So that’s it, the first month of writing something every day done. What have I learnt so far? It’s not as hard as I’d feared, but not as easy as I’d hoped. It’s also not entirely been the godsend that I wanted it to be. But that’s one I’m going to have to explain. Because you’re not in my head, I don’t think.
I wanted this to be a sort of whetstone, to be improve my writing itself, and to make my mind more creative and useful as a writing tool. I need to be pitching articles more than I’m writing them, even, at the moment, if I’m going to get anywhere on my own rather than some miraculous job, of which there seem to be scant few. I’ve heard that I’m trying to get into this business of games writing at one of the worst times to do it, but it’s not like I’ve got many more options, so, for better or worse, that’s what I’m going to be trying at.

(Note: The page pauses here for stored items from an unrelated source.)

PR #460, opened 2024-05-16
Export instance's network interfaces

### LINKED ISSUE #321: Support multiple ip addresses on single interface

### LINKED ISSUE #453: ipv4_address only exposes a single interface, tends to change to an unreachable address if one is configured
Currently lxd_instance.name.ipv4_address only exposes a single address/interface. If you have multiple interfaces configured, the value may switch to an different or private/inaccessible IP address.

There is currently no way to pick one of the others, even manually.

### Specific use case
I am using terraform to deploy LXD VMs, exporting the instances as ansible inventory and then using ansible to configure them. As part of that, I install libvirt-daemon to deploy VMs inside the VM (in this case to test a libvirt issue).

Once you install libvirt-daemon, it creates and sets up a virtual bridge (virbr0) with the IP 192.168.122.1 (which is not routable from outside the VM).

Next time I re-run terraform it always switches the ipv4_address from the previously good public IP (enp5s0/172.16.0.*) to the private IP (virbr0/192.168.122.1).

This means ansible can no longer connect and configure the instance, even though it worked at the start.

It is notable that in my case I am using an unmanaged network for the instance, with a 'type: bridged' NIC and LXD is not performing IPAM. I am also currently using VMs. I have not tested the behaviour with containers or when LXD is doing IPAM. The IPs are reported back by the LXD agent inside the VM.

### Proposed Resolution
Ideally, LXD would know which interface had the default route, and pick that as a preference.

It doesn't currently seem to expose that in the API, ideally it could, but in the absence of that, exposing all of the IP addresses would at least allow someone to pick one by interface name. It's not ideal as that interface name can change depending on the workload, but would at least give a workable option for this use case.

`lxc ls` exposes the full list:
```
$ lxc ls
+------+---------+------------------------+------+-----------------+-----------+
| NAME |  STATE  |          IPV4          | IPV6 |      TYPE       | SNAPSHOTS |
+------+---------+------------------------+------+-----------------+-----------+
| vm1  | RUNNING | 192.168.122.1 (virbr0) |      | VIRTUAL-MACHINE | 0         |
|      |         | 172.16.0.206 (enp5s0)  |      |                 |           |
+------+---------+------------------------+------+-----------------+-----------+
| vm2  | RUNNING | 193.1.1.1 (z-test)     |      | VIRTUAL-MACHINE | 0         |
|      |         | 192.168.122.1 (virbr0) |      |                 |           |
|      |         | 173.168.200.1 (a-test) |      |                 |           |
|      |         | 172.16.0.207 (enp5s0)  |      |                 |           |
+------+---------+------------------------+------+-----------------+-----------+
```

`lxc ls` seems to be ordering the list alphabetically by IP address, so the order is predictable but which interface you get will be dependant on what subnet and IP address you are using for the different interfaces.

terraform seems to be using a different order, I did not attempt to figure out what it was. But it wasn't obviously ordered by the IP or name, possibly by the most recently added interface.

MusicDin:
Export map of network interfaces as an instance attribute. The map key represents the network device name (from LXD configuration).

In addition, attributes `ipv4_address` and `ipv6_address` are now exported from the same interface and only global IPs are exported. The IPs are retrieved from the first network interface (sorted alphabetically) that contains at least one global IP.

Fixes #453
Fixes #321
Closes #427

### DIFF
--- a/internal/common/lxd_interface.go
+++ b/internal/common/lxd_interface.go
@@ -1,0 +1,111 @@
+package common
+
+import (
+	"context"
+	"strings"
+
+	"github.com/canonical/lxd/shared/api"
+	"github.com/hashicorp/terraform-plugin-framework/attr"
+	"github.com/hashicorp/terraform-plugin-framework/diag"
+	"github.com/hashicorp/terraform-plugin-framework/types"
+)
+
+// Interface represents LXD instance network interface.
+type InterfaceModel struct {
+	// Real name of the interface within the instance. If config interface is
+	// defined as "eth0", the real interface within a container will have the
+	// same name. However, VMs will most likely have enp0sX.
+	RealName types.String `tfsdk:"name"`
+
+	// State of the interface [UP, DOWN].
+	State types.String `tfsdk:"state"`
+
+	// Type of the interface [broadcast, loopback].
+	Type types.String `tfsdk:"type"`
+
+	// List of interface addresses.
+	Addresses types.List `tfsdk:"ips"`
+}
+
+// Interface IP is a wrapper of the interface IP address.
+type IPModel struct {
+	// IP address.
+	Address types.String `tfsdk:"address"`
+
+	// Family [inet, inet6].
+	Family types.String `tfsdk:"family"`
+
+	// Scope [link, local, global].
+	Scope types.String `tfsdk:"scope"`
+}
+
+// ToInterfaceMapType converts provided intance networks into types.Map. The function
+// also accepts instance config which is used to determine configuration interface name.
+func ToInterfaceMapType(ctx context.Context, instNetworks map[string]api.InstanceStateNetwork, instConfig map[string]string) (types.Map, diag.Diagnostics) {
+	ipType := map[string]attr.Type{
+		"address": types.StringType,
+		"family":  types.StringType,
+		"scope":   types.StringType,
+	}
+
+	infType := map[string]attr.Type{
+		"name":  types.StringType,
+		"state": types.StringType,
+		"type":  types.StringType,
+		"ips":   types.ListType{ElemType: types.ObjectType{AttrTypes: ipType}},
+	}
+
+	nilMap := types.MapNull(types.ObjectType{AttrTypes: infType})
+	if len(instNetworks) == 0 {
+		return nilMap, nil
+	}
+
+	interfaces := make(map[string]InterfaceModel, len(instNetworks))
+	for name, net := range instNetworks {
+		// Find volatile entry that contains mac address of the network
+		// interface. If addresses match, extract the config name of the
+		// interface from the config key (volatile.<if_name>.hwaddr).
+		cfgInfName := ""
+		for k, v := range instConfig {
+			if v == net.Hwaddr {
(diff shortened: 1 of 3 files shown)


MusicDin:
Adding a quick example:
```hcl
resource "lxd_network" "internal" {
  name      = "internal"
}

resource "lxd_instance" "instance" {
  name      = "inst"
  image     = "ubuntu-daily:22.04"
  type      = "virtual-machine"

  device {
    name = "eth1"
    type = "nic"

    properties = {
      nictype = "bridged"
      parent  = lxd_network.internal.name
    }
  }
}

output "output" {
  value = {
    "interfaces": lxd_instance.instance.interfaces
  }
}
```

An example output (`eth0` from default profile and `eth1` from custom network):
```
output = {
  "interfaces" = tomap({
    "eth0" = {
      "ips" = tolist([
        {
          "address" = "10.191.107.100"
          "family" = "inet"
          "scope" = "global"
        },
        {
          "address" = "fd42:e389:6d60:1521:216:3eff:fe55:7972"
          "family" = "inet6"
          "scope" = "global"
        },
        {
          "address" = "fe80::216:3eff:fe55:7972"
          "family" = "inet6"
          "scope" = "link"
        },
      ])
      "name" = "enp5s0"
      "state" = "up"
      "type" = "broadcast"
    }
    "eth1" = {
      "ips" = tolist([])
      "name" = "enp6s0"
      "state" = "down"
      "type" = "broadcast"
    }
  })
}
```

internal/common/lxd_interface.go
```diff
@@ -0,0 +1,111 @@
...
+	"github.com/hashicorp/terraform-plugin-framework/attr"
+	"github.com/hashicorp/terraform-plugin-framework/diag"
+	"github.com/hashicorp/terraform-plugin-framework/types"
+)
+
+// Interface represents LXD instance network interface.
+type InterfaceModel struct {
+	// Real name of the interface within the instance. If config interface is
+	// defined as "eth0", the real interface within a container will have the
+	// same name. However, VMs will most likely have enp0sX.
```
simondeziel, line 17: For VMs, it's usually `enpXs0` where X starts at 5.

simondeziel (approved):

internal/common/lxd_interface.go
MusicDin: Thanks, will fix :)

So as far as getting my creative juices flowing a little more freely, sure, that’s happened, but only in so much as thinking up bloody blog posts every day. I’m not sure if that’s what’s happening, and I’m actually having more original and interesting ideas now than before, or if this is some sort of base line that I naturally sit at, and the quality of the ideas are pretty rudimentary. Of course I’ve had one or two every week or so, but that doesn’t feel like anything beyond what I had before, so is it all worth it? Who knows. I just know that I’ve amassed probably about fifteen thousand words over the past month, and that’s something, I guess.
And I’m kind of happy with that, on its own. It’s shown that I can do it, and, if anything, it’s provided a little more structure to my day. And, more importantly, I’ve at least tried to think of something worthwhile every day to talk about, beyond some mundane musing on daily routine, which was what I’d set out to do in the first place. So there’s that. And, finally, it’s given me a medium for some thoughts I’ve been having for a while, and allowed me to highlight a few things that I talk about often with friends, but never really explored on my own, in my own space. Writing’s pretty great for that sort of thing.
If you’ve been reading this every day, thanks, hope it hasn’t been too hit and miss so far, and I make no promises for the month ahead. I think if I can make it past February that’d be quite the thing, a round sixty to call my own. We could aim even higher; triple figures always look good. To the moon! Etc.